Stored data entries:
**********

Issue #416, opened 2021-05-20
Disk space not freed after syft command


rmkanda:
**What happened**:
Whenever I ran syft command to analyse a image the disk usage goes up and once the syft is completed. 
The utilized disk space is not freed.

What is the temporary directory? Can the disk space freed automatically?

**Environment**:
- Output of `syft version`: 0.15.2
- OS MacOS

luhring:
Hi @rmkanda! Thanks for reporting this. Our expectation is that all files we create **_are cleaned up_** after the run completes. (The exceptions to this are in cases where the app crashes or when the app is terminated early.) So this is definitely a problem, and we need to look more into it.

>What is the temporary directory?

We use your OS's tmp directory (seen by running `echo $TMPDIR`), and within that directory, we create a few directories as needed for the analysis job. These directory names should include the names of our projects, like `syft` and `stereoscope`.

I think I'm able to reproduce what you're describing...

### How to reproduce

I have a split screen terminal. On the left, I’m running `watch -n 0.2 'ls -l $TMPDIR | grep -i stereoscope | wc -l'` . On the right, I’m running `syft registry:anchore/anchore-engine:latest` repeatedly. And then I’m watching the count of stereoscope temp dirs go up and down.

I’m finding that this count returns to the starting point _only sometimes_.

I'll be looking more into what might be causing this.

DatGameh:
Hi @luhring, I have a few question about these temp files:

For context, I intend to use Syft for large-volume scans of about ~1000-2000 images at a time, but due to this bug, these large `stereoscope` directories of ~10GB each are created in the `tmp` folder but never deleted. This quickly consumes hundreds of GB of storage in a short period.

![image](https://github.com/anchore/syft/assets/71962500/741a641c-b703-476f-8205-ec9009f3de26)

There are two things I would like to ask regarding this:
1. Can I safely delete all these `stereoscope` and `syft` directories in `tmp` without breaking Syft?
2. Is it possible to define where Syft saves these temp files? 
    * For instance, instead of the OS's 'tmp' directory, save them in a `temp` directory in my project that gets deleted after the program finishes.

Thank you!

kzantow:
@DatGameh first of all, I should note that Syft _should_ be cleaning this stuff up and if it's not, that's a bug we need to fix (I thought it had been, when this was closed). To answer your specific questions:
1. After Syft runs, you can definitely delete those directories, they won't be used again
[...]

PR #448, opened 2021-06-27
Split UI from event handling

wagoodman:
Today the event loop is coupled with the specific UI details, which is not ideal. This PR splits out those concerns, migrating the event loop from the `ui` package to `cmd` and extracting the `ui.UI` function into an interface for setting up a UI, handling individual events from the event loop, and tearing down the UI. This allows for flow control, signal handling, and worker/event management to be shared, and the UI specifics to be implemented behind an interface --this allows for the ability to swap out the ETUI implementation for the logger implementation, but now without duplicating flow control logic.

Closes https://github.com/anchore/syft/issues/416


cmd/packages.go
```diff
@@ -186,9 +185,13 @@ func bindPackagesConfigOptions(flags *pflag.FlagSet) error {
 }
 
 func packagesExec(_ *cobra.Command, args []string) error {
-	errs := packagesExecWorker(args[0])
-	ux := ui.Select(appConfig.CliOptions.Verbosity > 0, appConfig.Quiet)
-	return ux(errs, eventSubscription)
+	return eventLoop(
+		packagesExecWorker(args[0]),
```
luhring, line 189: nit: If we're passing in a specific arg, it could be a nice hint to the reader to identify the arg via an explicit parameter for `packagesExec`, rather than receive the whole slice and grab item `0` just in time.

go.mod
```diff
@@ -21,6 +21,7 @@ require (
 	github.com/gookit/color v1.2.7
 	github.com/hashicorp/go-multierror v1.1.0
 	github.com/hashicorp/go-version v1.2.0
+	github.com/k0kubun/go-ansi v0.0.0-20180517002512-3bf9e2903213
```
luhring, line 24: Just double-checking that this was intended, since I couldn't remember if we're adding new ANSI logic here.

ui/event_handlers.go
```diff
@@ -22,8 +23,8 @@ import (
 )
 
 const maxBarWidth = 50
-const statusSet = common.SpinnerDotSet // SpinnerCircleOutlineSet
-const completedStatus = "✔"            // "●"
+const statusSet = components.SpinnerDotSet // SpinnerCircleOutlineSet
+const completedStatus = "✔"                // "●"
```
luhring, line 27: Just curious: What is `"●"` for?

luhring (approved):
Thanks! 🎉

go.mod
wagoodman: I've used this package before and decided to use it for the hide/show of the cursor (was intended)

ui/event_handlers.go
wagoodman: I can remove this --it was used during early development when I was flopping between options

**********

Activity: Return a word-for-word copy of the lines above from the one holding "### How to reproduce" through the one holding "I have a split", with both of them included and nothing besides.

Result:
### How to reproduce

I have a split screen terminal. On the left, I’m running `watch -n 0.2 'ls -l $TMPDIR | grep -i stereoscope | wc -l'` . On the right, I’m running `syft registry:anchore/anchore-engine:latest` repeatedly. And then I’m watching the count of stereoscope temp dirs go up and down.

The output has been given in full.